• [Dataset excerpts]:

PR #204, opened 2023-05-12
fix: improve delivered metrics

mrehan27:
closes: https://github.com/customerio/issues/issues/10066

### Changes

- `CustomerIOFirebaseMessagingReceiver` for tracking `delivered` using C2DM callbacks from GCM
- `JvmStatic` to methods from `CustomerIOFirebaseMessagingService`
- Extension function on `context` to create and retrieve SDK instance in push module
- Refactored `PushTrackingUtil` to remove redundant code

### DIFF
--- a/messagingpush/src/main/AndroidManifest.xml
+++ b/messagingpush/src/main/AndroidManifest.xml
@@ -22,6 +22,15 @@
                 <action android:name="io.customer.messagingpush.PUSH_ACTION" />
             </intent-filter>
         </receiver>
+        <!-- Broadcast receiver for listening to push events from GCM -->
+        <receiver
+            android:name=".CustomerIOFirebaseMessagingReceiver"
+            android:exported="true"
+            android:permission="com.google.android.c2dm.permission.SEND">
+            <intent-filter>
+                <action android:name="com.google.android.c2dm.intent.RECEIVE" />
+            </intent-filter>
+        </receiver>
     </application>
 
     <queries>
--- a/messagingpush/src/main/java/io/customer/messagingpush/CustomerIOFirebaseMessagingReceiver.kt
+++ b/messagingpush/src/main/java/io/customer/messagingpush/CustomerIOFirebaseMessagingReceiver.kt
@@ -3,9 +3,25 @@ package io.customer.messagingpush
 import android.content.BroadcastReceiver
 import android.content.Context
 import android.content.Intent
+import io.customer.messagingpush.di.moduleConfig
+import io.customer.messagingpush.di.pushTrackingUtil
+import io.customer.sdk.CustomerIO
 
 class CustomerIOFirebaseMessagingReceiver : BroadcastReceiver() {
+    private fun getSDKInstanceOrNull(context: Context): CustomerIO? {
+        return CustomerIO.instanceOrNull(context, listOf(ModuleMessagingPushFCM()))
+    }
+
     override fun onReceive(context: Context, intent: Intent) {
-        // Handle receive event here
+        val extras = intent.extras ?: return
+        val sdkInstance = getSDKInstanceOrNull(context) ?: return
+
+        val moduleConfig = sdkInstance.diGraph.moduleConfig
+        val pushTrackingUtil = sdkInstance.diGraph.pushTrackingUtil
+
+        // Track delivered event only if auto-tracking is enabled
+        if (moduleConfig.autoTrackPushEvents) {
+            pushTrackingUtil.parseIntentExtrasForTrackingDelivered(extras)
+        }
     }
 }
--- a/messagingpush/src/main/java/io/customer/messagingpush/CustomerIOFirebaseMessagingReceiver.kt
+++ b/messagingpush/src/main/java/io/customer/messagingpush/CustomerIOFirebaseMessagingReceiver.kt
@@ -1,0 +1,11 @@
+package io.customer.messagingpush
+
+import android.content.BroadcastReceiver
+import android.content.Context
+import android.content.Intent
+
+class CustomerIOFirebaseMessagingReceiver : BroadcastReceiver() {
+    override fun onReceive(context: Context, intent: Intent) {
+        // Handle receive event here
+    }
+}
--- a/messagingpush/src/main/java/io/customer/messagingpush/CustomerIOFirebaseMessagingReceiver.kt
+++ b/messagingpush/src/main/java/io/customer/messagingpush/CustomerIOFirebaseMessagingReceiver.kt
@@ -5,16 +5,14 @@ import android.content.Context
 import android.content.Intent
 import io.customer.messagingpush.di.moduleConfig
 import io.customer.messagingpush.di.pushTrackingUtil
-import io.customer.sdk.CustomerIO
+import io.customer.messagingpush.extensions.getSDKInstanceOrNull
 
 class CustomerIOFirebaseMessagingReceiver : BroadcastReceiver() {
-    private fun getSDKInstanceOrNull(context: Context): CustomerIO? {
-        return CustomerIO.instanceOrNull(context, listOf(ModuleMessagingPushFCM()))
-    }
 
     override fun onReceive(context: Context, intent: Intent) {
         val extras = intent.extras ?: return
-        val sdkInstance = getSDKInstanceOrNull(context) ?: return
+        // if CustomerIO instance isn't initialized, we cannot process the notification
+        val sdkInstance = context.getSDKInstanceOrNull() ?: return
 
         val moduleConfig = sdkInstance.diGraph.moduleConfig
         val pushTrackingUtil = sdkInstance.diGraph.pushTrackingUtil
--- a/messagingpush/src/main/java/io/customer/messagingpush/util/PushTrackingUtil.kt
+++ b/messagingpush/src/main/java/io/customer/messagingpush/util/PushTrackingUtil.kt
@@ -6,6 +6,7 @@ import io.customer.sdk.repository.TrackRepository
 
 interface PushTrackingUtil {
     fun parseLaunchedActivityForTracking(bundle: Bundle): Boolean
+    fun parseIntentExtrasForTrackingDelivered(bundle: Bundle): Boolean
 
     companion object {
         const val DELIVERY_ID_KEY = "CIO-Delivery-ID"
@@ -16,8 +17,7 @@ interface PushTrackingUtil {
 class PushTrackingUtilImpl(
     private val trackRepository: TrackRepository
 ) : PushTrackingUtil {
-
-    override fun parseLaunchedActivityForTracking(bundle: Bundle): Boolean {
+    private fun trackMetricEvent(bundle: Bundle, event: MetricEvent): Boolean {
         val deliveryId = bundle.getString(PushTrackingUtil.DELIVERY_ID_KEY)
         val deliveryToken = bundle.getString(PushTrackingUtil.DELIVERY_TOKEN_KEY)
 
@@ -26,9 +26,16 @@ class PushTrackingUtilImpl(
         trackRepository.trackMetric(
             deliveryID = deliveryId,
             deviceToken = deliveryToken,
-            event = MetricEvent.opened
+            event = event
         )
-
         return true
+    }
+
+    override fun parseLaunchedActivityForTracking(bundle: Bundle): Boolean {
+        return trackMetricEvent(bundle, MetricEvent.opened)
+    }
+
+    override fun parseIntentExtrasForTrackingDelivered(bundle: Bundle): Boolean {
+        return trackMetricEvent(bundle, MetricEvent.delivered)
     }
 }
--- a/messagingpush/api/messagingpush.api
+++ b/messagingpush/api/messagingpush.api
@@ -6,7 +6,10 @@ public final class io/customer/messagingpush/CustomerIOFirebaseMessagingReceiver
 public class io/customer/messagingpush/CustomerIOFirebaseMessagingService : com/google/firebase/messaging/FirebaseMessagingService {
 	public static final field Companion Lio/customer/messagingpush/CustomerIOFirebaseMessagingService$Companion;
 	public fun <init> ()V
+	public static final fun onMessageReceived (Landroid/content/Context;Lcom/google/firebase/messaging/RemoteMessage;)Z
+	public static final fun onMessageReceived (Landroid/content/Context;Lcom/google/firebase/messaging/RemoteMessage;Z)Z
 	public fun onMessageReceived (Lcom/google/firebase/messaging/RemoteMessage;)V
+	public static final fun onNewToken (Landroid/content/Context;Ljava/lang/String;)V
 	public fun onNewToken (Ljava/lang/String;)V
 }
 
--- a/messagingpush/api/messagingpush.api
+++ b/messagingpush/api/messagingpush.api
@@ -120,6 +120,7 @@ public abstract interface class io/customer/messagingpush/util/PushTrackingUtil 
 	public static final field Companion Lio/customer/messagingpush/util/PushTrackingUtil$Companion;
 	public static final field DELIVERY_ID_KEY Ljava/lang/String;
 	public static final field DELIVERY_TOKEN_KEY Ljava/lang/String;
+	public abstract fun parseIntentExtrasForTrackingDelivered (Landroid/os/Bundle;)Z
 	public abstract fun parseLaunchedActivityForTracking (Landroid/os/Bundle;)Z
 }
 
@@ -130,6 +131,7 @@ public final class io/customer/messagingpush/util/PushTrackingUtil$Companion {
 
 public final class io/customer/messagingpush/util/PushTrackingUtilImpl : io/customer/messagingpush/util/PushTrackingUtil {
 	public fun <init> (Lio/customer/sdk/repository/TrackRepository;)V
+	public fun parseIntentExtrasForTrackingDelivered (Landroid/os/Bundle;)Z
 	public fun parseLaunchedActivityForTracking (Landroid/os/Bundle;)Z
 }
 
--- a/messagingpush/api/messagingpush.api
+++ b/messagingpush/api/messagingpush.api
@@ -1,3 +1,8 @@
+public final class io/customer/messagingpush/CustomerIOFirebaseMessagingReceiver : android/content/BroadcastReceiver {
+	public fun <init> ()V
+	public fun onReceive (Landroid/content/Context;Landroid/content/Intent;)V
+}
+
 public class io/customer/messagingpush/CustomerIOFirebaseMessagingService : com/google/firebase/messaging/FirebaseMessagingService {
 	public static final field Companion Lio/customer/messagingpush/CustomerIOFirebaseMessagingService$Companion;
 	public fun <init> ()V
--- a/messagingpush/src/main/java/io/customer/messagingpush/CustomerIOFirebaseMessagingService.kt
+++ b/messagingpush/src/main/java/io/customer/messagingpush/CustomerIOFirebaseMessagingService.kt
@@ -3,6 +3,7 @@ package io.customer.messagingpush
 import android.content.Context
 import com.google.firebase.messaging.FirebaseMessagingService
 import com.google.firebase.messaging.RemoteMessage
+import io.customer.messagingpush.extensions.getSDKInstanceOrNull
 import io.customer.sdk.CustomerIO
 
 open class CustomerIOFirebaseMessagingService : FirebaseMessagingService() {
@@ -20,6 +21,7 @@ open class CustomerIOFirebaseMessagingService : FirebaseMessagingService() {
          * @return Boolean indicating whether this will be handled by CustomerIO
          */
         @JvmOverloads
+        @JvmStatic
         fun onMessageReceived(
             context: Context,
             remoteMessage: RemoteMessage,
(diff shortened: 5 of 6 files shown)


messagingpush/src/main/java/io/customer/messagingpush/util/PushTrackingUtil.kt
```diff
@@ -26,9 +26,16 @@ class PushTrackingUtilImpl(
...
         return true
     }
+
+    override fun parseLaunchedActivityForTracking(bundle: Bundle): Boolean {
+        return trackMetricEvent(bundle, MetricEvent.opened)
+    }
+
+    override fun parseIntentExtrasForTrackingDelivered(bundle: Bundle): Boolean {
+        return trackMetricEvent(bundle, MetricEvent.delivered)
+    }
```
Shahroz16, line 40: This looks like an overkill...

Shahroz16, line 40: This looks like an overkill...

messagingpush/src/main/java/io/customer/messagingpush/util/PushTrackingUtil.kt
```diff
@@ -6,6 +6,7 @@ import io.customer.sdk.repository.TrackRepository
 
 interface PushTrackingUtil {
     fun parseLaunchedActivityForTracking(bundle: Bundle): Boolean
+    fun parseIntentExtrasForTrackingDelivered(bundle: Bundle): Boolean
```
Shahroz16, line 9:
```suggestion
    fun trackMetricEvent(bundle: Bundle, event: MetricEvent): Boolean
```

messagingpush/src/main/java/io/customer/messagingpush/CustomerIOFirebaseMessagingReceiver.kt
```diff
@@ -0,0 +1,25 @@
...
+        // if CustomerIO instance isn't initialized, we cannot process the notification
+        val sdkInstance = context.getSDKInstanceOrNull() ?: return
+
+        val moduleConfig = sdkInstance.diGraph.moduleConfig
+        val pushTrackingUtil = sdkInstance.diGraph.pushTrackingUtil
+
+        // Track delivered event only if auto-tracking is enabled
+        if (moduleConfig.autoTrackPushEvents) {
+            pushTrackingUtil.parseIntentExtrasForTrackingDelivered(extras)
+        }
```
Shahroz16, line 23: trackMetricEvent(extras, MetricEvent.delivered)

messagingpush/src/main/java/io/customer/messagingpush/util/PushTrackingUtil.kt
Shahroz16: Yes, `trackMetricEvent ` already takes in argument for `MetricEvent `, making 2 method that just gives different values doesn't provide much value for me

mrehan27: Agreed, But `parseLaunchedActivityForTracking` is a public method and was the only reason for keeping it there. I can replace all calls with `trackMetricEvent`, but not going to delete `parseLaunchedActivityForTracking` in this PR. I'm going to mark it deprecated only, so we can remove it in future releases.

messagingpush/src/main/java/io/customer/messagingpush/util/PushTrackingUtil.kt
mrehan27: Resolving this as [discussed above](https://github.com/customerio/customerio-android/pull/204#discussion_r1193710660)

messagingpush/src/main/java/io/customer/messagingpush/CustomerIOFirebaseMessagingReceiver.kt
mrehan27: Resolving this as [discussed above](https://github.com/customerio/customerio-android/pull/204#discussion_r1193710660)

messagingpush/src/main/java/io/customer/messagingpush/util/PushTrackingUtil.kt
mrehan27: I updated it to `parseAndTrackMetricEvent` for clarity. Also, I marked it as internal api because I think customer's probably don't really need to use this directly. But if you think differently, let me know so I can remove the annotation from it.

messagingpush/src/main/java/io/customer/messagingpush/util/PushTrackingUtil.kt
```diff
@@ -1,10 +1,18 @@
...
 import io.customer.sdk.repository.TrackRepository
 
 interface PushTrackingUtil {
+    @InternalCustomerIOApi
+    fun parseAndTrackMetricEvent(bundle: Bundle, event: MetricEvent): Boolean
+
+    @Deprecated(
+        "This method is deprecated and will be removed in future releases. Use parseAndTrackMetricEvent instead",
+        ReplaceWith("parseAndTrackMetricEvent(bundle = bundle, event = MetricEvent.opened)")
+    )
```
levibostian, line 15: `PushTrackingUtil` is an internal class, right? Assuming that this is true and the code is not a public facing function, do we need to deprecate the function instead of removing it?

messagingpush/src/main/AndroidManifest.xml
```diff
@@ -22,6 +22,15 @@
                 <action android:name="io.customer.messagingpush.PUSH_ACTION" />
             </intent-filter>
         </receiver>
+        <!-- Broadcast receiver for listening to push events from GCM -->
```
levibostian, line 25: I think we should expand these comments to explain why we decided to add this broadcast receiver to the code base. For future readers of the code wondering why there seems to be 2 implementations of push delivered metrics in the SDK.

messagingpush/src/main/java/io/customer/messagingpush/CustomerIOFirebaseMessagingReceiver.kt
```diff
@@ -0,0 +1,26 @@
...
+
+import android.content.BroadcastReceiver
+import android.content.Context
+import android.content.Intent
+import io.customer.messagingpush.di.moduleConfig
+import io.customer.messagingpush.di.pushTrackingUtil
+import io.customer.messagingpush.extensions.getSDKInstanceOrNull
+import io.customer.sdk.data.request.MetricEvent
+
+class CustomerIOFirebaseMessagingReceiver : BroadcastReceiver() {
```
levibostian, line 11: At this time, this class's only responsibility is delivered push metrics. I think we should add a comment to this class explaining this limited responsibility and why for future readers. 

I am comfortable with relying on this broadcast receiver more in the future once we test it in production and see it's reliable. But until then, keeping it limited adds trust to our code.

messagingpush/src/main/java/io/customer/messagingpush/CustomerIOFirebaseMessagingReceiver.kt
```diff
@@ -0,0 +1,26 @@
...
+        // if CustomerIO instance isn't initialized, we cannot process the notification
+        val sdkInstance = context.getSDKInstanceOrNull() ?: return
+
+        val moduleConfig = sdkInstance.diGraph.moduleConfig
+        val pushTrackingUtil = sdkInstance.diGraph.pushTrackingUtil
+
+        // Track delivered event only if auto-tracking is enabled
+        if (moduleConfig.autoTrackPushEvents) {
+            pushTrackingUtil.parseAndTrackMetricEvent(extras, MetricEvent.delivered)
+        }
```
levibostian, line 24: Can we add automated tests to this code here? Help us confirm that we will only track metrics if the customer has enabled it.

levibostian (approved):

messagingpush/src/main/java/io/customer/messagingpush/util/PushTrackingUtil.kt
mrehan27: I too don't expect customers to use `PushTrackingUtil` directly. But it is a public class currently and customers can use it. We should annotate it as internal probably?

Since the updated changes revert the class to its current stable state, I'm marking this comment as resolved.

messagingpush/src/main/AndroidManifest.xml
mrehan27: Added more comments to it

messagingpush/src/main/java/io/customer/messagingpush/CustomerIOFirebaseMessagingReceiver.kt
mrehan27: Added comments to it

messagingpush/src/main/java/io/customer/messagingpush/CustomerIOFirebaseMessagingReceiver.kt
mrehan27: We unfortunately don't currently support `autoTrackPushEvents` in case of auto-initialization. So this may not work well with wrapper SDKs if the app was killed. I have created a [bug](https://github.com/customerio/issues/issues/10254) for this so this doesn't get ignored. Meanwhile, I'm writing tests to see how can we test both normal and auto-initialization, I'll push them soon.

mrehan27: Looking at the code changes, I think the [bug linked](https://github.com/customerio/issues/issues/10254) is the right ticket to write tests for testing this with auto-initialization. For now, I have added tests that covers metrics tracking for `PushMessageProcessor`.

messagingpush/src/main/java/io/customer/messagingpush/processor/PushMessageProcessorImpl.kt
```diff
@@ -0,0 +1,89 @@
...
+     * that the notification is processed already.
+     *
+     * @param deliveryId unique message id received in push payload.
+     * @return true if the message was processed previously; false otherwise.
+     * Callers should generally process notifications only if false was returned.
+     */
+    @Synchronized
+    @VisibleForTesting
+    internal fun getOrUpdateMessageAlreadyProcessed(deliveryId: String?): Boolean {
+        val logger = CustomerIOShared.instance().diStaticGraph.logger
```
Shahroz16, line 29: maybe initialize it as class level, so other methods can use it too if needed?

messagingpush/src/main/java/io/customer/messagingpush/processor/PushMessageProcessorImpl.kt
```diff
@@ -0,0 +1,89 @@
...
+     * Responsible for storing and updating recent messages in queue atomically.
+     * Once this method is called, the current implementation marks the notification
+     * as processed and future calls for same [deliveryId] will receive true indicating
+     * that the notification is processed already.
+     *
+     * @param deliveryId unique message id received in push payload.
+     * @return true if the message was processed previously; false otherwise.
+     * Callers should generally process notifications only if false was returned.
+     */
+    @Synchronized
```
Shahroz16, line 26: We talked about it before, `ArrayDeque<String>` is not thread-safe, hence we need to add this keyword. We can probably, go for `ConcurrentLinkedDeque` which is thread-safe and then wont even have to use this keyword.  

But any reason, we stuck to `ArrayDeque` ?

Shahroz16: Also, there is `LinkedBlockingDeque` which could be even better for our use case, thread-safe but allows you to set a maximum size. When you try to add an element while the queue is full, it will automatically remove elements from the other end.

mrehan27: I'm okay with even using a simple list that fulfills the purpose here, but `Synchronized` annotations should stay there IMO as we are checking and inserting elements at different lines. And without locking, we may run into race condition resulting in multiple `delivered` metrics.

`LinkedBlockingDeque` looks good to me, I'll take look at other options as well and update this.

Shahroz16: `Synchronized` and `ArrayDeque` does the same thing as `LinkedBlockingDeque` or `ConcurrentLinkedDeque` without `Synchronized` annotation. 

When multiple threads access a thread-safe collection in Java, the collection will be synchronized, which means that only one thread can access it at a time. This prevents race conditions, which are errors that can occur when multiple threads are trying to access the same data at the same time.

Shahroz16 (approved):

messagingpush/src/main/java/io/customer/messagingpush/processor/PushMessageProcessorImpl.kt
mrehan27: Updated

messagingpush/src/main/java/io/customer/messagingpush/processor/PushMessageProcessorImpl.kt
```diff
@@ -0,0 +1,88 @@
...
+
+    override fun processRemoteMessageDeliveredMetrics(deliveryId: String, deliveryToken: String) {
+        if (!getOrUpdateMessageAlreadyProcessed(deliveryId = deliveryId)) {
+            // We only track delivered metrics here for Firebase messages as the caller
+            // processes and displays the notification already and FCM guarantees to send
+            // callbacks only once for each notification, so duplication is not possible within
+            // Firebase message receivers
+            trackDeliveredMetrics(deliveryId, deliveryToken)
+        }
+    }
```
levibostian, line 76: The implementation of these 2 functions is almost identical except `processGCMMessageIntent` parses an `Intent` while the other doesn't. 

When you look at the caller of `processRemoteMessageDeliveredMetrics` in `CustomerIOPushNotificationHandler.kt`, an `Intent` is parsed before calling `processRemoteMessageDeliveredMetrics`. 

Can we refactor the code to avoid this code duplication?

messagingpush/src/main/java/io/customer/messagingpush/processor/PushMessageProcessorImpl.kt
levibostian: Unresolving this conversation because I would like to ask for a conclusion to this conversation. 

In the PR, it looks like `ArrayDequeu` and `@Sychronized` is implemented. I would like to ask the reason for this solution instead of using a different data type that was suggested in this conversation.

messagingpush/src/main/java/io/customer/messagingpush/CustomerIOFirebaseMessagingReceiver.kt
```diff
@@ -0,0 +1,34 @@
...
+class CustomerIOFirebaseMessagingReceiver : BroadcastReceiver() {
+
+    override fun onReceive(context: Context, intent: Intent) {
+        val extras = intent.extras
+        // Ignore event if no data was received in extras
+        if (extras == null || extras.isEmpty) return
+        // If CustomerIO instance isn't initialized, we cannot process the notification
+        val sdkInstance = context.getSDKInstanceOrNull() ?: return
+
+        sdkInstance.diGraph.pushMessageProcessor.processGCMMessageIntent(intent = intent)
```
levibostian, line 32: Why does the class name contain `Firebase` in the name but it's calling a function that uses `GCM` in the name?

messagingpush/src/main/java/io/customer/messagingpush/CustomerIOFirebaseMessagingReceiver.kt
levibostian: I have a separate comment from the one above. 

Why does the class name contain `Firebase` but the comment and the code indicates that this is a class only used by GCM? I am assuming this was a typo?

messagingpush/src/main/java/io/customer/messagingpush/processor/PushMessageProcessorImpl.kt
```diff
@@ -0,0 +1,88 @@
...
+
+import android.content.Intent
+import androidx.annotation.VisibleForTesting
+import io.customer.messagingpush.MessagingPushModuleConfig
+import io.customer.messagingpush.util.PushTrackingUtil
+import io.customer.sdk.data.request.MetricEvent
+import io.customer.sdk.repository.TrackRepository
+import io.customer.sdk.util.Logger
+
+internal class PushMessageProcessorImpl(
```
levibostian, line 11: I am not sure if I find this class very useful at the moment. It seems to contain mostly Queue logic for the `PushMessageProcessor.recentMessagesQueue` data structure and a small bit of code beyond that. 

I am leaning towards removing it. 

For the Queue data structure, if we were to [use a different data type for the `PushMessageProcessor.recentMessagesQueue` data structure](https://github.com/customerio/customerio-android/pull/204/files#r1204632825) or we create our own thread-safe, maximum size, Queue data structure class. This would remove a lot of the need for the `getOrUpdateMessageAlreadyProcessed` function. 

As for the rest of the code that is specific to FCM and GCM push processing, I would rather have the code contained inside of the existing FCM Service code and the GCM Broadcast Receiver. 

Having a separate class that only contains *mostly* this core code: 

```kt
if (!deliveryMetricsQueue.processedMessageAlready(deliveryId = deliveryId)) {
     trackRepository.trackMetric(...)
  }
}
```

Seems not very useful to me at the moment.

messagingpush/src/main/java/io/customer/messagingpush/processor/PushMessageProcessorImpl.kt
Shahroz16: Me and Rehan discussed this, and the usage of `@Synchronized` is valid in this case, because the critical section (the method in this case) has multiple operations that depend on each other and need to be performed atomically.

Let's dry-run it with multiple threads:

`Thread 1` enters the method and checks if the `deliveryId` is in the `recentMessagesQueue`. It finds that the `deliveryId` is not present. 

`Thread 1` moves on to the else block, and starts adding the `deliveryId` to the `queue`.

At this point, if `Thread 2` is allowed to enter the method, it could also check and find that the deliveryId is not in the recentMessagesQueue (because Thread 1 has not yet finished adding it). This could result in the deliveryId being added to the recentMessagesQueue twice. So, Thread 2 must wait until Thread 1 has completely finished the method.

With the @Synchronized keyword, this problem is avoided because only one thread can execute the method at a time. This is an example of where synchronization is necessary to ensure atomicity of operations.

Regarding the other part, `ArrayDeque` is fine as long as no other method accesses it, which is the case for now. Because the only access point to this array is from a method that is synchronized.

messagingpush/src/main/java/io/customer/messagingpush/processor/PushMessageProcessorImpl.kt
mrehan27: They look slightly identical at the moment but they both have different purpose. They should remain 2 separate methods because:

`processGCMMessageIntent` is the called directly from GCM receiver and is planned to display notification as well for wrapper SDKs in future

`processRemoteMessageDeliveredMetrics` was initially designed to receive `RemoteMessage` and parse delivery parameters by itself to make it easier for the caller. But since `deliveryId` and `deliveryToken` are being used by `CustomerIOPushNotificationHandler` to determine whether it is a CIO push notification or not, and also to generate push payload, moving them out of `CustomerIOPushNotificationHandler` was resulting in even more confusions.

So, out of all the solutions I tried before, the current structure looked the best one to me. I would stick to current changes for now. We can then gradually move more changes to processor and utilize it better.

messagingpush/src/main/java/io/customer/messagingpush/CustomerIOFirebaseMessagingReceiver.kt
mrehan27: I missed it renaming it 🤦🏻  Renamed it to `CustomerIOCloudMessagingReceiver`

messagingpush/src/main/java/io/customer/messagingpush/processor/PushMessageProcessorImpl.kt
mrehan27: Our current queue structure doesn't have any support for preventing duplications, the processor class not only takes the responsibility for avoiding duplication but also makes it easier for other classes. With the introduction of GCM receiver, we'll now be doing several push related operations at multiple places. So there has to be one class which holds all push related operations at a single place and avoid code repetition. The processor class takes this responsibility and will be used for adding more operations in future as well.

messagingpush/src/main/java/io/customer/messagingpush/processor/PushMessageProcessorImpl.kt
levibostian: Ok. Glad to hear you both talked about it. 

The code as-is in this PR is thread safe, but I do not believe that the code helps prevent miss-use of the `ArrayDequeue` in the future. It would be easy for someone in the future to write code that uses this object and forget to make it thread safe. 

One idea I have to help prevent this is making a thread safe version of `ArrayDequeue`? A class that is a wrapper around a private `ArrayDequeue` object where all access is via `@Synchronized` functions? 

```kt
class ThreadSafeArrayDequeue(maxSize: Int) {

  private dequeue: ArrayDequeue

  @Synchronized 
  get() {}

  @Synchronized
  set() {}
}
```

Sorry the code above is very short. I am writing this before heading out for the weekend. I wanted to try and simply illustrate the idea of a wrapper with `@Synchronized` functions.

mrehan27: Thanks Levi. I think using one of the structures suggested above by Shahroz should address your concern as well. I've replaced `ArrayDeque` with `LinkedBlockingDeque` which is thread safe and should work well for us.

• [ABOUT THIS TASK]: Show every line from the entries above in which "elements" appears.

• [RESULT OF THE EXERCISE]:
Shahroz16: Also, there is `LinkedBlockingDeque` which could be even better for our use case, thread-safe but allows you to set a maximum size. When you try to add an element while the queue is full, it will automatically remove elements from the other end.
mrehan27: I'm okay with even using a simple list that fulfills the purpose here, but `Synchronized` annotations should stay there IMO as we are checking and inserting elements at different lines. And without locking, we may run into race condition resulting in multiple `delivered` metrics.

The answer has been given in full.